On peut s’étonner que des dispositifs que tous les gouvernements successifs depuis des dizaines d’années ont apprécié comme efficaces soient ainsi montrés du doigt et voués aux gémonies. D’évidence, on veut les tuer et la concomittance des coups portés est troublante. On leur reproche de coûter à l’État, pour le PTZ en coût de compensation entre le taux de marché et le taux nul auprès des prêteurs, pour le Pinel en moindres rentrées fiscales puisque le contribuable voit son impôt réduit.

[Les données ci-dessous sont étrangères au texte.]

PR #298, opened 2022-03-09
Fix data streaming resource leak

Tom-Willemsen:
Fixes a memory/thread leak in data streaming code when exiting a notebook while a streaming task in in progress. The code can still leak if the cell containing the streaming code is re-run but this seems much harder to fix and I have not come up with a good solution for this.

### DIFF
--- a/docs/developer/data-stream.rst
+++ b/docs/developer/data-stream.rst
@@ -290,17 +290,20 @@ Try using ``scippneutron.data_stream``, for example
 
         import asyncio
         import scippneutron as scn
-        from scippneutron.data_streaming.data_stream import StartTime, StopTime
+        from scippneutron.data_streaming.data_stream import StartTime
 
         async def my_stream_func():
             detector_ids = sc.Variable(dims=["detector_id"],
                                        values=np.arange(32*288).astype(np.int32))
-            async for data in scn.data_stream('localhost:9092', run_info_topic="AMOR_runInfo",
-                                              start_time=StartTime.START_OF_RUN, stop_time=StopTime.END_OF_RUN,
+            async for data in scn.data_stream('localhost:9092',
+                                              run_info_topic="AMOR_runInfo",
+                                              start_time=StartTime.START_OF_RUN,
                                               interval=2. * sc.units.s):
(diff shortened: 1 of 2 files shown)


docs/developer/data-stream.rst
```diff
@@ -290,17 +290,20 @@ Try using ``scippneutron.data_stream``, for example
...
-                                              start_time=StartTime.START_OF_RUN, stop_time=StopTime.END_OF_RUN,
+            async for data in scn.data_stream('localhost:9092',
+                                              run_info_topic="AMOR_runInfo",
+                                              start_time=StartTime.START_OF_RUN,
                                               interval=2. * sc.units.s):
                 events = sc.bin(data, groups=[detector_ids])
                 counts = events.bins.sum()
-                plot_data.values = plot_data.values + sc.fold(sc.flatten(counts, to="counts"), dim='counts', sizes={'y': 288, 'x': 32}).values
+                if "tof" in counts.dims:
+                    counts = counts["tof", 0].copy()
```
Tom-Willemsen, line 305: This is a hack because we sometimes get the events binned into a (single) ToF bin and sometimes do not. I haven't yet figured out what the cause of this difference is. This is not the right long-term fix.

src/scippneutron/data_streaming/data_stream.py
```diff
@@ -225,12 +225,17 @@ async def _data_stream(
     # https://docs.python.org/3/library/multiprocessing.html#contexts-and-start-methods
     # pytorch docs mention Queue problem:
     # https://pytorch.org/docs/stable/notes/multiprocessing.html
+    #
+    # Note also that daemonising this Process is important so that resources are
+    # properly freed when restarting the notebook kernel (or shutting down the
+    # notebook entirely).
```
jl-wynen, line 231: Does this affect usage in a Python script instead of notebook?

Tom-Willemsen: The resource leak would also have happened from a python script if killing the script via `SIGKILL` or similar. But I don't believe the change has any *negative* impact on running outside a notebook, if that's what you mean.

nvaytet (approved):

PR #299, opened 2022-03-10
Refactor to remove old NXlog loading code

SimonHeybrock:
First step for moving beyond the old Nexus loading code. Whether the added code in `_load_data` will stay like this, or will be refactored later to use a build is not clear yet. Existing tests pass, so I have to assume that this implementation is equivalent.

Similar steps for other Nexus classes will follow, but some classes are still missing or incomplete. I will try to do this step by step.

### DIFF
--- a/src/scippneutron/file_loading/load_nexus.py
+++ b/src/scippneutron/file_loading/load_nexus.py
@@ -2,15 +2,13 @@
 # Copyright (c) 2022 Scipp contributors (https://github.com/scipp)
 # @author Matthew Jones
 import json
-
 import scipp as sc
 
-import scipp
+from ..nexus import NXroot, NX_class
 
-from ._common import Group, MissingDataset
+from ._common import Group, MissingDataset, BadSource
 from ._detector_data import load_detector_data
 from ._monitor_data import load_monitor_data
-from .nxlog import load_logs
 from ._hdf5_nexus import LoadFromHdf5
 from ._json_nexus import LoadFromJson, get_streams_info, StreamInfo
 from ._nexus import LoadFromNexus, ScippData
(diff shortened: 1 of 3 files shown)


src/scippneutron/file_loading/load_nexus.py
```diff
@@ -190,11 +188,22 @@ def add_metadata(metadata: Dict[str, sc.Variable]):
             else:
                 loaded_data[key] = value
 
+    # Note: Currently this wastefully walks the tree in the file a second time.
+    root = NXroot(nexus_file, nexus)
+    classes = root.by_nx_class()
```
jl-wynen, line 193: Would it help performance if we could select a class here instead of creating a dict of all and then extracting only one? It would still have to walk the entire tree but maybe it would need to load fewer entries?

src/scippneutron/file_loading/load_nexus.py
```diff
@@ -190,11 +188,22 @@ def add_metadata(metadata: Dict[str, sc.Variable]):
...
     if groups[nx_entry]:
         add_metadata(_load_title(groups[nx_entry][0], nexus))
         add_metadata(_load_start_and_end_time(groups[nx_entry][0], nexus))
-    if groups[nx_log]:
-        add_metadata(load_logs(groups[nx_log], nexus))
+
+    logs = {}
+    for name, log in classes.get(NX_class.NXlog, {}).items():
+        try:
+            logs[name] = sc.scalar(log[()])
```
jl-wynen, line 202: Are logs always data arrays or datasets? Or can they also be variables (i.e.) we should not wrap them in a scalar.

tests/test_load_nexus.py
```diff
@@ -498,18 +498,13 @@ def test_loads_data_from_multiple_logs_with_same_name(load_function: Callable):
...
-                           values_2)
-    elif np.allclose(loaded_data[name].data.values.values, values_2):
-        # Then the other log should be
-        assert np.allclose(loaded_data[f"entry_{name}"].data.values.values, values_1)
-    else:
-        assert False
+    assert len(loaded_data) == 2
+    for key, da in loaded_data.items():
+        assert key.endswith('test_log')
+        if 'detector_0' in key:
```
jl-wynen, line 504: It would be nice to avoid loops and conditionals in a test. Are there guarantees about the order the logs are loaded in?

src/scippneutron/file_loading/load_nexus.py
SimonHeybrock: That would probably be worse, since we eventually *do* want to process all or most classes.

src/scippneutron/file_loading/load_nexus.py
SimonHeybrock: Even if they would be variables they may have conflicting dims.

tests/test_load_nexus.py
SimonHeybrock: No, as you can see from the old test, it even had the *naming* depend on the order of how things were loaded: It tested both cases for different naming schemes. By version has consistent naming (but uses longer names, including the full group path).

jl-wynen (approved):

PR #301, opened 2022-03-11
Use NXmonitor in load_nexus

SimonHeybrock:
Next step after #299 to remove old Nexus loader code. There are some temporary duplications of bin handling and position loading that should disappear in the future, e.g., when we have implemented `class NXtransformation` (which I may tackle in the next step).

Note that I changed the behavior to not store the transformation and base position. Only final position is stored. Since monitors typically do not move this should be sufficient.


tests/test_load_nexus.py
```diff
@@ -2003,13 +2003,6 @@ def test_load_monitors_with_event_mode_data(load_function: Callable):
     mon_1_events = load_function(builder)["monitor1"].data.values
     mon_2_events = load_function(builder)["monitor2"].data.values
 
-    assert sc.identical(
```
jl-wynen, line 2006: Why did you remove those tests?

tests/test_load_nexus.py
```diff
@@ -2049,13 +2042,6 @@ def test_load_monitor_with_transformation(load_function: Callable):
 
     assert sc.identical(loaded.coords["position"],
                         sc.vector(value=[1., 2., 9.5], unit="m"))
-    assert sc.identical(loaded.attrs["base_position"],
-                        sc.vector(value=[0, 0, 0], unit="m"))
-    assert sc.identical(
-        loaded.attrs["transform"].value,
-        sc.spatial.affine_transform(value=[[1., 0., 0., 1.], [0., 1., 0., 2.],
-                                           [0., 0., 1., 9.5], [0., 0., 0., 1.]],
-                                    unit='m'))
```
jl-wynen, line 2058: Didn't we say that we always load and output the base position and transform?

tests/test_load_nexus.py
SimonHeybrock: I was not 100% sure about this either, but I think monitors having a detector ID is an tradition adopted from Mantid. `NXmonitor` does not really appear to define this.

tests/test_load_nexus.py
SimonHeybrock: I think that may become necessary for time-dependent transformations. In general I think we may actually want to avoid it, but it is complicated. Best to discuss face-to-face.

tests/test_load_nexus.py
jl-wynen: Ok. The IDs that the old code defined were kind of bad anyway because could clash with IDs of the actual detector.

tests/test_load_nexus.py
SimonHeybrock: I'd suggest to leave this as it is for now. We will later be able to build custom load functions that produce different results (such as keeping the transforms or base positions). Bear with me.

jl-wynen: Ok. This discussion affects components outside of this PR anyway.

jl-wynen (approved):

PR #302, opened 2022-03-11
Load positions and UB matrices using new API

SimonHeybrock:
- Do not store `base_position` and `transformations` any more. Instead, we preserve these within the attributes, e.g., `da.attrs['sample']` will have an attribute giving the transformation (named `depends_on`).
- Add NXsample and NXsource (very basic)
- Some hacks for backwards-compatibility are added directly in `load_nexus.py`. I hope we can remove some of these later on.
- Remove a whole bunch of code.


src/scippneutron/file_loading/load_nexus.py
```diff
@@ -207,21 +198,36 @@ def add_metadata(metadata: Dict[str, sc.Variable]):
...
                     warn(f"Skipped loading {group.name} due to:\n{e}")
         add_metadata(items)
+        return loaded_groups
 
     load_and_add_metadata(classes.get(NX_class.NXlog, {}))
     load_and_add_metadata(classes.get(NX_class.NXmonitor, {}), _monitor_to_canonical)
+    for name, tag in {'sample': NX_class.NXsample, 'source': NX_class.NXsource}.items():
+        comps = classes.get(tag, {})
+        comps = load_and_add_metadata(comps)
+        attrs = loaded_data if isinstance(loaded_data,
```
nvaytet, line 217: Not sure I follow what is going on here. If `loaded_data` is a `Dataset`, both `attrs` and `coords` are set to the Dataset itself. Can you explain a little?

src/scippneutron/file_loading/nxsource.py
```diff
@@ -0,0 +1,25 @@
+# SPDX-License-Identifier: BSD-3-Clause
+# Copyright (c) 2022 Scipp contributors (https://github.com/scipp)
+# @author Simon Heybrock
+import scipp as sc
+from ._common import to_plain_index
+from .nxobject import NXobject, ScippIndex
+
+
+class NXsource(NXobject):
```
nvaytet, line 9: This looks very similar to `NXsample` above.
On one hand, I want to say the the duplicate code could be made common, to reduce the number of places that need to be touched in future changes.
On the other hand, there is not too much code, and trying to remove code duplication often makes code harder to read (and it partly also got us in the situation we are in with the nexus loader).
So I am not sure...

tests/test_load_nexus.py
```diff
@@ -1113,17 +1096,9 @@ def test_loads_component_position_with_multiple_multi_valued_log_transformations
...
-
-    expected_transformed_positions = np.array([[0, 0, 6], [0, 0, 60]])
-
-    assert np.allclose((loaded_data[f"{component_name}_transform"].value *
-                        loaded_data[f"{component_name}_base_position"]).values,
-                       expected_transformed_positions)
+    comp = loaded_data[component_name].value
     assert sc.identical(
-        loaded_data[f"{component_name}_transform"].value.coords["time"],
+        comp.coords['depends_on'].value.coords["time"],
```
nvaytet, line 1101: :+1:

src/scippneutron/file_loading/load_nexus.py
```diff
@@ -207,21 +198,36 @@ def add_metadata(metadata: Dict[str, sc.Variable]):
 
     def load_and_add_metadata(groups, process=lambda x: x):
         items = {}
+        loaded_groups = []
         for name, group in groups.items():
             try:
                 items[name] = sc.scalar(process(group[()]))
-            except (RuntimeError, KeyError, BadSource, SkipSource) as e:
+                loaded_groups.append(name)
+            except Exception as e:
```
jl-wynen, line 206: We need a better mechanism. This one can hide bugs in our code. (The previous `RuntimeError` wasn't much better.)

src/scippneutron/file_loading/load_nexus.py
SimonHeybrock: This is what `load_nexus` does: There may be no NXdetector or NXevent_data in the file that can be loaded, so it cannot return a `DataArray`. This it falls back to making a `Dataset`.

This is unchanged.

src/scippneutron/file_loading/nxsource.py
SimonHeybrock: We will see later, when these classes are extended to support more, whether there is common code to be extracted or not.

src/scippneutron/file_loading/load_nexus.py
SimonHeybrock: Agree. I think a generic `load_nexus` can probably not do much better, that is why we want to add a builder for creating more specific loaders that can avoid the need to continue loading despite all kinds of errors.

SimonHeybrock:
More comments on this?

jl-wynen (approved):

PR #304, opened 2022-03-14
Add NXdisk_chopper and refactor to new API

SimonHeybrock:
... and another step, removing old code.

### DIFF
--- a/src/scippneutron/file_loading/nxdisk_chopper.py
+++ b/src/scippneutron/file_loading/nxdisk_chopper.py
@@ -1,0 +1,26 @@
+# SPDX-License-Identifier: BSD-3-Clause
+# Copyright (c) 2022 Scipp contributors (https://github.com/scipp)
+# @author Simon Heybrock
+import scipp as sc
+from ._common import to_plain_index
+from .nxobject import NXobject, ScippIndex
+
+
+class NXdisk_chopper(NXobject):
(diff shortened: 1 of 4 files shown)


src/scippneutron/file_loading/nxdisk_chopper.py
```diff
@@ -0,0 +1,22 @@
...
+
+    @property
+    def dims(self):
+        return []
+
+    def _getitem(self, select: ScippIndex) -> sc.Dataset:
+        ds = sc.Dataset()
+        for name in ['distance', 'rotation_speed']:
+            if (field := self.get(name)) is not None:
+                ds[name] = field[select]
```
jl-wynen, line 21: This conditional loading construct is quite similar to what you did for NXsample and NXsource. Would it make sense to have a more general mechanism (maybe in NXobject) that conditionally loads field if they exist in the file? This might help with customisation. A user might pass a list of expected fields to the constructor of the NX* object.
Obviously, we still need more specialised implementations for cases where the data needs to be transformed after loading or it needs to trigger loading additional data.

SimonHeybrock: Probably, but later. This is just refactoring to remove the old API.

jl-wynen (approved):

Jamais l’État n’a l’honnêteté de reconnaître que face à ces coûts les rentrées fiscales sont bien plus importantes : un rapport de 1 à 1,65 pour le Pinel, compte non tenu des créations ou maintiens d’emplois dans des proportions de 100.000 par an, en comptabilisant les directs et les indirects.

L’argumentaire à charge développé par la haute administration des finances et son homologue du logement est inventif, et puise tantôt dans la politique d’aménagement du territoire tantôt dans l’analyse patrimoniale de l’intérêt des accédants et investisseurs. On sent l’exercice de style : qui veut noyer son chien dit qu’il a la rage.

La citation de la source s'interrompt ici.